The subject had obvious practical applications but it also introduced her to the techniques that would become crucial to her later scientific work, including how to probe water by using the trace elements and molecules that revealed something about its origins and history.

A stint at Cambridge University cemented her fascination with underground water, both near the surface and far below, and introduced her to a community of researchers that was beginning to probing the complex story of water found in unexpected places, particularly in deep mines around the world.

By the time she landed a position at the University of Toronto in the early 1990s, Dr. Sherwood Lollar was eager to see what her own country’s ancient geology might reveal – and she had a useful in.

“Here I was suddenly walking the halls with the scientists who had trained every mine manager in Canada,” she said.

She was soon drawn to the Timmins area, where the bedrock shows evidence of its fiery beginnings as curling chunks of lava extruded onto a long-vanished ocean floor. By then it was clear that in South Africa and elsewhere, water was turning up with chemical signatures that suggested it had been sitting in the rock for millions of year. Dr. Sherwood Lollar had a hunch that what she was seeing in Ontario was even older and, in time, the chemistry would prove her right.

“Absolutely groundbreaking,” Dr.
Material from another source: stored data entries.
PR #207, opened 2021-04-19
[WJ-456] Add the Tarnation grammar generator/system

Monkatraz:
This is _easily_ the biggest module that will be added for the initial Sheaf implementation. It is the heart and soul of how Sheaf will be parsing FTML, as the other parsing solutions available for CodeMirror 6 aren't up to the task.

It's quite complex. I do think it's coded fairly cleanly, although it's still a WIP. It's very functional, though. It'll likely get many updates as Sheaf gets new features.

There is probably too much here to grasp in one code review, and I don't really feel like skyrocketing past 150 comments. I also can't just split this up into chunks either, lol. My hope is once I get an editor instance with HTML live preview, we can relax and go over some of these modules in detail. I'm very anxious to get the editor in a state where it can actually get worked on.

### DIFF
--- a/client/modules/cm-tarnation/src/buffer.ts
+++ b/client/modules/cm-tarnation/src/buffer.ts
@@ -1,0 +1,355 @@
+import { search, SearchOpts } from "wj-util"
+import { TokenizerStack, SerializedTokenizerStack } from "./tokenizer"
+import { ParserElementStack, ParserStack, SerializedEmbedded } from "./parser"
+import type { Tree } from "lezer-tree"
+
+// ---- CONTEXT
+
+/** State storage class for Tarnation.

Ballantine said of her discovery of free flowing water in the Kidd Creek Mine with chemical signatures older than one billion years.

Based on multiple lines of evidence, it now appears that the water hosts a microbial community that is eking out a living by drawing its energy from chemical reactions. The find has informed Dr. Sherwood Lollar’s work with researchers at the U.S. space agency, NASA, to help advance the search for life on Mars and other potential environments around the solar system.
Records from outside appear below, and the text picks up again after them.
PR #208, opened 2021-04-19
[FTML-108] Resolve no-log use warnings

emmiegit:
Address warnings when compiling without logs. Warning suppression is no longer necessary.

I've created [`slog-mock`](https://github.com/ammongit/slog-mock), which allows consuming logging calls and suppressing use warnings, while still compiling to nothing.


Monkatraz (approved):
This is definitely delving into the realm of Rust where a good grasp of the language is needed to precisely understand it. Regardless, you're the "Rust person" and I trust that you know what you're doing. Thanks for all the work on getting the logging to play nice with WASM.

emmiegit:
thanks @Monkatraz

PR #209, opened 2021-04-19
[FTML-99] Use camelCase for wasm exports

emmiegit:


Monkatraz:
I'm actually gonna advocate for _not_ changing the style here.

1. It's not that weird to use snake_case in JS, hell some people prefer it (I would if the JS standard library wasn't camelCase)

2. I think if you make this change for the function names, it would probably make sense for the serialized objects to use camelCase and not kebab-case

Also, with JS, it would probably make more sense to capitalize abbreviations in their entirety, e.g. `renderHTML`. Objects such as the native `DOMParser` demonstrate this convention.

emmiegit:
Alright, if this is preferable for you.

PR #246, opened 2021-05-02
[FTML-117] Implement iftags

emmiegit:
This PR implements the `[[iftags]]` block, which conditionally adds the contents of the block depending on what tags are present.

This is implemented by adding `Element::IfTags`, which describes the conditions and contents, and the renderer uses `PageInfo.tags` to determine if the contents should be rendered, or simply omitted. 
It also adds some tags to the test data so we can test this functionality.

The `[[ifcategory]]` block is coming after this, since it is very similar.


rossjrw (approved):

emmiegit:
thanks @rossjrw

PR #248, opened 2021-05-02
[WJ-452] Add crossorigin to images and iframes

emmiegit:
Complement to #249 

Since all images and iframes are going to be hosted on wjfiles, which is not the same site, all tags needs `crossorigin` so they will be loaded.

### DIFF
--- a/ftml/src/render/html/element/iframe.rs
+++ b/ftml/src/render/html/element/iframe.rs
@@ -33,7 +33,11 @@ pub fn render_iframe(
         "url" => url,
     );
 
-    ctx.html().iframe().attr("src", &[url]).attr_map(attributes);
+    ctx.html()
+        .iframe()
+        .attr("src", &[url])
+        .attr("crossorigin", &[])
+        .attr_map(attributes);
 }
 
 pub fn render_html(log: &Logger, ctx: &mut HtmlContext, contents: &str) {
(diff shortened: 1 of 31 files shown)


ftml/src/render/html/element/iframe.rs
```diff
@@ -33,7 +33,11 @@ pub fn render_iframe(
         "url" => url,
     );
 
-    ctx.html().iframe().attr("src", &[url]).attr_map(attributes);
+    ctx.html()
+        .iframe()
+        .attr("src", &[url])
+        .attr("crossorigin", &[])
```
Monkatraz, line 39: Out of curiosity, does Rust not have default parameter values? Or does it handle that with overloading? In JS I would make the second argument optional so you could just do `attr("crossorigin")`. Not a suggestion, just curious.

Monkatraz (approved):

ftml/src/render/html/element/iframe.rs
emmiegit: No, it does not. Rust is very big on making things explicit, and default parameter values aren't very apparent when looking at usages of a function or method. If you want to have a default value then you create a new method with a clear name. For instance, `Vec::new()` vs `Vec::with_capacity()`.

Similarly, it does not have overloading. (Honestly I think overloading as a general concept is a mistake, like in C++ it requires name mangling and type inferences to work, which massively overcomplicates things for relatively little gain).

I suppose I could add `attr_null()` or something for attributes which only have keys, but honestly I think this is clear enough.

Monkatraz: That makes sense. I suspect that `&[]` would get compiled out anyways.

Fun fact: Typescript _adds overloading_. JS doesn't have it at all, and the way TS overloading works is purely on the type level. What's funny is that I generally don't like it there too. Usually it just adds some confusion to the function signature because you don't immediately know how you're supposed to input arguments.

If JS was redesigned, it would probably have named arguments by default.

rossjrw (approved):

emmiegit:
thanks @Monkatraz @rossjrw

PR #249, opened 2021-05-02
[WJ-452] Add cross-origin headers

emmiegit:
Complement to #248 

This adds these headers:
* [`Cross-Origin-Opener-Policy`](https://developer.mozilla.org/en-US/docs/Web/HTTP/Headers/Cross-Origin-Opener-Policy)
* [`Cross-Origin-Embedder-Policy`](https://developer.mozilla.org/en-US/docs/Web/HTTP/Headers/Cross-Origin-Embedder-Policy)


Monkatraz (approved):
Approved but we'll have to see what this breaks  lol

rossjrw (approved):

emmiegit:
Confirmed locally using `curl -I` that the headers are being outputted on the main page

emmiegit:
thanks @Monkatraz @rossjrw

PR #250, opened 2021-05-03
[WJ-476] Stub out stub components

rossjrw:
[WJ-476](https://scuttle.atlassian.net/browse/WJ-476)

- [x] Add a schema for stub component specifications
- [x] Add a component (tabview) with a sample stub specification
- [ ] Add validation for HTML against a stub component specification
- [ ] Update tests for Svelte components that consume stub components
- [ ] Document stubs dir
- [ ] Move documentation where approrpriate from component dir

Questions that need answering, not necessarily in this PR:

- How will FTML know which spec to use where?
- How will FTML test its output against the spec?
- How will Laravel know which spec to use where?
- How will Laravel test its output against the spec?
- How will a given Svelte component declare which spec it wants?
- How will the runtime Svelte bootstrap know which query to use for which component, without bundling the stub specs?
- Will the validation script need to be reimplemented in FTML and Laravel, or can a suite of tests for them be made using the JavaScript validation script?
- Is the validation script *really* necessary?


emmiegit:
@rossjrw Given that @Monkatraz is working on [WJ-838](https://scuttle.atlassian.net/browse/WJ-838), which covers this work, should this PR be closed?

rossjrw:
@ammongit that seems to be the case, thanks for the heads-up!

PR #252, opened 2021-05-05
[WJ-462] Add FFI #defines to ftml.h

emmiegit:
For my main WJ-462 branch, so that default Rust builds have these defines.

These are used by PHP FFI to load the symbols appropriately, see [`FFI::load`](https://www.php.net/manual/en/ffi.load.php) and [`FFI::scope`](https://www.php.net/manual/en/ffi.scope.php).

### DIFF
--- a/ftml/build.rs
+++ b/ftml/build.rs
@@ -4,6 +4,11 @@ use cbindgen::Language;
 use std::env;
 use std::path::PathBuf;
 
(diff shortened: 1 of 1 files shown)


Monkatraz (approved):

emmiegit:
thanks @Monkatraz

All of this has unfolded in parallel with Dr. Sherwood Lollar’s other line of scientific work, developing techniques for analyzing the chemistry of water near the surface and tracking how contaminants from industrial sites may or may not be broken down by bacteria and finding solutions for environmental remediation.

Jennifer McKelvie, a Toronto city councillor who earned her PhD in Dr. Sherwood Lollar’s lab, said her former supervisor was an ideal mentor who remains deeply committed to her students’ success.

“What I learned from her is the ability to form partnerships, to bring people together that might not otherwise work together,” she said.

Last month, Dr. Sherwood Lollar’s ability to create scientific partnerships received a vote of confidence from the Canadian Institute for Advanced Research when they selected her to co-lead an international program of exploration of the deep Earth that builds on her previous work.

Dr. Sherwood Lollar said the most important quality to develop as a scientist – and one she tries to instill in her students – is the resilience to keep pushing ahead despite self-doubt, challenges and barriers. Some of those barriers are specific to women, she added, including salary gaps and other forms of systemic bias for female researchers trying to advance to leadership roles in science.

“There are places where the needle still isn’t shifting,” she said. “A lot of people have been opening doors, but I think that perhaps what we’re recognizing as a society is that some of the things inside of those doors need to change too.”